I got to school in time for my meeting with my BTSA mentor, but with no time to finish anything else that I had wanted to get done in preparation for next semester (unit plans, going through materials for the Spring musical, etc.).

The next 5 hours were spent crunching through BTSA. Oh BTSA. It stands for Beginning Teacher Support and Assessment. It's a fancy name for what really is a bunch of paperwork and meetings to prove that you can teach. Why? Because in the state of California, after 1 year of intense classes on teaching strategies and methods and whatnot, along with a year of student teaching, you only get a "preliminary" credential. You then get 5 years to go through BTSA or another similar program to show that you really can do this. It's really nothing new, just more of the same stuff from the preliminary credential program, which you are now showing you have applied. It is not at all hard, but it is very, very time consuming. It takes 2 years. The first checkpoint when I have a huge packet of papers due is in February. This all has to be done alongside your mentor. Fortunately, my mentor is my department chair and good friend, which makes it so much easier, but it is still a nightmare. We spent 5 hours working on it (okay, maybe there was some small talk in between), but we didn't even finish everything I had left, and I had already completed like 80% of what needed to be done before I came in today.

As I walked out of school today, I could not believe how little I had gotten done, yet the clock on the marquee flashed 4:12p.m.

Where does the time go?

Tuesday, January 12, 2010

Welcome to My Blog

I have always found that the stuff that happens in my life and in my classroom is rather interesting, and the stories I share when I go out to dinner with my friends often lead to dropped jaws, so I thought, "Hey, I should start a blog about it!" And so I have...

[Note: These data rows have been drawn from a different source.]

PR #5923, opened 2021-01-01
Avoid copying ManyToMany table results

mjjbell:
# Issue
Regardless of any copy elision on the returned pair value, the duration and distance results are always copied.

Fix this by passing rvalue references to `std::make_pair`.

This could save copying a few megabytes on `Table` and `Trip` requests with hundreds of sources/destinations and waypoints respectively. I haven't profiled this to see if this affects performance in any other way.

## Tasklist

 - [ ] review
 - [ ] adjust for comments


jcoupey (approved):
Looks like a nice low-hanging fruit optimization. @mjjbell have you been able to notice a significant computing time reduction?

danpat:
The big benefit here is probably going to be reduce memory footprint under heavy load when making lots of concurrent matrix requests - I suspect the overall performance improvement will be really small.  The copy only happens once per request, not within the compute intensive processing loop.

Definitely a good change though, 👍

mjjbell:
@jcoupey sorry I don't have any numbers. I just noticed it and thought it would be a quick win.

PR #5926, opened 2021-01-06
Reduce copying in API parameter constructors

mjjbell:
# Issue
When using non-default constructors for the API parameter classes, vector arguments like `coordinates` and `hints` are copied at least once (twice when passed as lvalue arguments).
    
This PR enables perfect forwarding of `BaseParameters` arguments and pass-by-value/move in the constructor that uses the argument. This ensures we copy at most once (zero for rvalue arguments).

There is one case that I have omitted from forwarding - `waypoints` in `MatchParameters`, which inherits from `RouteParameters` and has a slightly different argument order that complicates things. I've left it as-is for readability.

## Impact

I am a full-time high school teacher at a charter school in the L.A. area. I teach 5 classes of English, one class of theater arts, and one class we call advisory, which is basically a class about helping these teenagers survive and thrive in high school. I absolutely love my job, and I know it is what God created me to do. Nowhere have I found more satisfaction in life than I do in teaching these wonderful kids!

I am also a mom. I have a precious three-year old son named Vinny. He is the light of my life. Although I love my job, I have to admit there are times I just live for weekends and breaks which I get to spend with Vinny. He is incredibly clever and delightfully entertaining.

I have titled my blog "140 kids" because in any given semester I have about 140 students on my roster, and in many ways I feel like they are all "my kids." There is something about the bond between a teacher and her students. It is not exactly like parenthood, but there are many similarities. I have caught myself many times saying something along the lines of "One of my kids ________" or "Oh yeah, my kids really like that..." It's hard not to refer to them as "mine." Sometimes, I think that this is an unfair comparison for me to make, because far more work goes into parenting than goes into teaching. When you are a parent, you get the good, bad, and the ugly, and there is no office to send them down to when things get really bad; however, you really can't be a great teacher unless you care about them as individuals and take some personal responsibility for their learning and overall well-being. In that way, yes, they are all my kids.

In short, I teach 140 mostly minority students in a high-poverty school, while also trying to be a good wife and mom. If you think this will be interesting to read about, then please, follow my blog! I promise never to sell out to shameless product endorsements for money.